▶ **ASSIGNMENT**
Copy out each line of the material in which the word "field" appears.

▶ **DATA EXTRACTS**
PR #2781, opened 2026-02-07
fix: evaluate poll expiry min date at validation time

joelklabo:
## Summary

Fixes #907

The `pollExpiresAt` validation used a static min date computed once at schema creation time via `datePivot(new Date(), { days: 1 })`. This date was frozen when the schema object was instantiated, meaning:

- On the **client**, the min date was set when the component mounted, not when the form was submitted
- On the **server**, a fresh schema is created per request, but any time drift between client default computation and server validation could cause the check to fail

This replaces the static `.min()` with a dynamic `.test()` that evaluates `datePivot(new Date(), { days: 1 })` at the time of each validation run, ensuring the 1-day minimum is always relative to actual submission time.

## Changes

- `lib/validate.js`: Replace static `date().min(...)` with dynamic `date().test(...)` for `pollExpiresAt`

## Test plan

- [x] All CI checks pass (lint, shellcheck, unit tests, security)
- [x] Validation logic uses dynamic `new Date()` — no stale date bug possible
- [x] `pollExpiresAt` remains `nullable()` — null/cleared expiration still valid
- [x] Only `pollExpiresAt` field affected — no other validators changed

PR #3067, opened 2026-06-13
Validate poll expiry at submit time

### LINKED ISSUE #907: Bad default poll end date
**Description**

According to https://stacker.news/items/457480, the default poll end date is wrong. I did not confirm.

**Steps to Reproduce**

1. Create poll
2. Error

**Expected behavior**

1. Create poll
2. No error

caydyan:
Fixes #907.

## Description

`pollSchema` currently computes the minimum poll expiration date when the schema is created:

```js
.min(datePivot(new Date(), { days: 1 }), ...)
```

That makes the minimum stale for any form/session that lives across time before validation. A default expiration that was valid when the poll form mounted can later be validated against an outdated minimum instead of the actual submit-time minimum.

This changes `pollExpiresAt` to a custom Yup test that evaluates `datePivot(new Date(), { days: 1 })` during validation. Clearing the expiration remains valid because the field is still nullable.

## Screenshots

Not applicable; validation behavior only.

## Additional Context

A previous PR for this issue (#2781) was closed by its author because it was submitted without proper local testing. This version includes focused Jest coverage for the stale-schema case.

## Checklist

Yes. Poll expirations at least one day in the future still pass, and cleared expirations still pass. Expirations less than one day from validation time still fail with the existing message.

7/10. Added focused Jest coverage for the stale-schema validation case, valid one-day future expiration, and nullable expiration. Ran lint and whitespace checks.

Not a frontend rendering change.

No.

Yes. AI assisted with issue triage, implementation, and validation. I checked for duplicate/current PR coverage and ran the commands below.

Validation:

- `npm run lint -- lib/validate.js lib/validate.spec.js`
- `npm test -- lib/validate.spec.js`
- `git diff --check`

### DIFF
--- a/lib/validate.js
+++ b/lib/validate.js
@@ -295,7 +295,11 @@ export function pollSchema ({ numExistingChoices = 0, ...args }) {
       message: `at least ${MIN_POLL_NUM_CHOICES} choices required`,
       test: arr => arr.length >= MIN_POLL_NUM_CHOICES - numExistingChoices
     }),
-    pollExpiresAt: date().nullable().min(datePivot(new Date(), { days: 1 }), 'Expiration must be at least 1 day in the future'),
+    pollExpiresAt: date().nullable().test({
+      name: 'min',
+      message: 'Expiration must be at least 1 day in the future',
+      test: value => !value || value >= datePivot(new Date(), { days: 1 })
+    }),
     randPollOptions: boolean(),
     ...advPostSchemaMembers(args),
     ...subSelectSchemaMembers('POLL', args)
--- a/lib/validate.spec.js
+++ b/lib/validate.spec.js
@@ -2,35 +2,50 @@
 
 import { pollSchema } from './validate'
 
+const POLL_EXPIRATION_ERROR = 'Expiration must be at least 1 day in the future'
+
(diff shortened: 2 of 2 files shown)


sir-opti:
The rainy case (last condition) of the [first test](https://github.com/caydyan/stacker.news/blob/bf191ca80a781484ba7725f27bd56b3c4ef6d5c6/lib/validate.spec.js#L10-L21) does fail on `master` right now:

```console
 FAIL  lib/validate.spec.js
  ● pollSchema › evaluates poll expiration minimum at validation time

    expect(received).rejects.toThrow()

    Received promise resolved instead of rejected
```

Overall this seems to work (I'm not sure **why** `yup`'s `.min()` doesn't catch though)

Nit: Could use a cleaner spec file that either bundles all similar test cases together, or separates them all (recommend latter for easier debugging), because right now it is a bit of both.

caydyan:
Addressed the test-structure nit in the current head `d3b26c32` by splitting `pollExpiresAt` coverage into focused cases and keeping the schema-creation-time regression case explicit. Re-ran locally: `npm test -- --runTestsByPath lib/validate.spec.js --runInBand` (4 tests passing).

PR #3069, opened 2026-06-13
[codex] Suppress timeout form submit toasts

### LINKED ISSUE #1440: 504 errors toast occasionally and appear inconsequential
I'm not sure why this started happening but it doesn't appear to indicate a problem we need to surface to the user.

edit: I previously thought this was a deployment issue but its more generic

caydyan:
Fixes #1440.

## Summary
- add `shouldSuppressFormSubmitToast` for abort/timeout and 504 submit failures
- skip the danger toast for those failures while keeping the console log
- add focused unit coverage so business errors, 500s, and broad fetch failures still toast

## Why
Receiving wallet timeouts can surface as generic 504 submit errors even when the server may still be processing the request. The issue asks to catch these specifically and avoid showing the inconsequential toast.

## Validation
- `npm run lint -- components/form.js lib/form.js lib/form.spec.js`
- `npm test -- lib/form.spec.js`
- `git diff --check`

### DIFF
--- a/components/form.js
+++ b/components/form.js
@@ -33,7 +33,6 @@ import { useIsClient } from './use-client'
 import PageLoading from './page-loading'
 import { SNEditor } from './editor'
 import { isAbortError } from '@/lib/error'
-import { shouldSuppressFormSubmitToast } from '@/lib/form'
 import QrScanner from './qr-scanner'
 export { MultiSelect } from './multi-select'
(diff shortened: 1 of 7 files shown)


sir-opti:
Not sure how this addresses #1440 on the wallet side. This fix globally suppresses 504 errors on all forms?

PR #155, opened 2023-10-04
Scan close

seb5g:


seb5g:
The quit button was raising errors: 

        2023-10-04 15:53:36,943 - pymodaq.daq_scan - ERROR - 'DAQScanUI' object has no attribute 'average_dock'
          File "C:\Miniconda3\envs\v4\lib\site-packages\pymodaq\extensions\daq_scan.py", line 341, in quit_fun
            self.ui.average_dock.close()
        AttributeError: 'DAQScanUI' object has no attribute 'average_dock'

There is no more average dock neither scan_dock, but only a parent window and a ViewerDispatcher.

Issue #159, opened 2023-10-16
loss of detectors in daq_scan


francoisBmallet:
Hi, 
  I am having an issue with data acquisition (and plotting) of multiple detectors. Let's take just 2 0D mocks and one actuator. In daq-scan, It seems like the detector names are not correctly passed when grabbing the data and that the next detector overwrites the previous one. Anyway, impossible to plot both mock detector at the same time.

seb5g:
The new PR #160 solves this issue. Could you test it and close the issue if that's fine? Thanks

francoisBmallet:
Hey thanks, just tested and all good now !

PR #160, opened 2023-10-16
replacing the dwa "origin" by the control module's title

seb5g:
so that extensions grabing data from same plugin but duplicated would not produce the same dwa full name (name+origin) and will not be overwritten when appended into the control module dte


seb5g:
solves this issue #159 because they were having the same name when appended into the data_to_export, so one was overwritting the other!

PR #174, opened 2023-10-23
Fix 168 threading problems

### LINKED ISSUE #168: Daq Viewer "initialize detector" crashes viewer / dashboard
Clicking on "initialize detector" of the 2d or 0d viewer crashes the viewer (and dashboard).

There is no error message in the log, but in the console is written something like "QThread: Destroyed while thread is still running". 

Viewer are the mock viewers or an application of the generic camera viewer.
Pymodaq version is 4.0.8
Pyqtgraph is the most recent version
Python 3.11
Windows 10

How to reproduce:
1. Start the dashboard in cli
2. Create a preset with a mockdetector
3. Load preset
4. Click on initialize detector

bmoneke:
The first commit (2e1ae5b) closes #168
The culprit was to call "init_hardware" instead of "init_hardware_ui" in dashboard

The other commits harmonize viewer and move in "send_init" etc.

I found another bug which stops the dashboard from loading. Catching that error (just a try except clause added) allows the dashboard to load. See #175

### DIFF
--- a/src/pymodaq/control_modules/utils.py
+++ b/src/pymodaq/control_modules/utils.py
@@ -374,6 +374,6 @@ class ControlModuleUI(CustomApp):
         """
         raise NotImplementedError
 
-    def send_init(self):
-        """Should be implemented to send to the main app the fact that someone pressed init."""
+    def send_init(self, checked: bool):
+        """Should be implemented to send to the main app the fact that someone (un)checked init."""
         raise NotImplementedError
--- a/src/pymodaq/control_modules/utils.py
+++ b/src/pymodaq/control_modules/utils.py
@@ -102,6 +102,7 @@ class ControlModule(QObject):
     _update_settings_signal = Signal(edict)
     status_sig = Signal(str)
     custom_sig = Signal(ThreadCommand)
+    ui = None
 
     def __init__(self):
         super().__init__()
@@ -281,7 +282,8 @@ class ControlModule(QObject):
         -----
         This method should be preferred to :meth:`init_hardware`
         """
-        raise NotImplementedError
+        if self.ui is not None:
+            self.ui.do_init(do_init)
 
     def show_log(self):
         """Open the log file in the default text editor"""
@@ -373,5 +375,5 @@ class ControlModuleUI(CustomApp):
         raise NotImplementedError
 
     def send_init(self):
-        """Shoudl be implemented to send to the main app the fact that someone pressed init"""
+        """Should be implemented to send to the main app the fact that someone pressed init."""
         raise NotImplementedError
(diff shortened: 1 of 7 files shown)


bmoneke:
Opening a viewer plugin file uses the same error (`init_hardware` instead of `init_hardware_ui`), therefore there you could not choose a different detector either.
Commit 915fefb fixes this.

src/pymodaq/control_modules/utils.py
```diff
@@ -373,5 +375,5 @@ def do_init(self, do_init=True):
         raise NotImplementedError
 
     def send_init(self):
```
seb5g, line 377: should also change this send_init signature here with a checked boolean argument

src/pymodaq/dashboard.py
```diff
@@ -755,24 +755,27 @@ def set_file_preset(self, filename):
...
+                                    if plugin['status'] != "Slave":
+                                        logger.error('error in the master/slave type for plugin {}'.format(plug_name))
+                                    if plug_init:
+                                        actuators_modules[-1].controller = master_controller
+                                        actuators_modules[-1].init_hardware_ui()
+                                        QtWidgets.QApplication.processEvents()
+                                        self.poll_init(actuators_modules[-1])
+                                        QtWidgets.QApplication.processEvents()
+                            except Exception as e:
+                                logger.exception(str(e))
```
seb5g, line 778: but if there is an error here one should actually show a message to the user, maybe a popup stating that no master has been configured yet (or initiliazed) and that the preset should be reviewed...

Maybe log this specific error and raise again an ActuatorError that would be catched by the next try statement, closing the splashscreen and quitting the application

seb5g (commented):
Hi, thanks for these changes, and the work on symetrizing the use of send_init and init_hardware stuff. I raised a question on the dashboard modification that would need some more discussion...

src/pymodaq/dashboard.py
bmoneke: For proper handling I opened issue #175, as I did not know, what your intention is.

Therefore this simple solution.

If it is fine with you, I'll raise that error, which is handled better, and in #175 a proper solution is discussed and implemented.

src/pymodaq/control_modules/utils.py
bmoneke: I'll do it

src/pymodaq/dashboard.py
seb5g: ok let's do that

src/pymodaq/control_modules/utils.py
bmoneke: Done

src/pymodaq/dashboard.py
seb5g: that's fine with me. We'll do another PR from issue #175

▶ **PROBLEM SOLUTION**
- [x] Only `pollExpiresAt` field affected — no other validators changed
This changes `pollExpiresAt` to a custom Yup test that evaluates `datePivot(new Date(), { days: 1 })` during validation. Clearing the expiration remains valid because the field is still nullable.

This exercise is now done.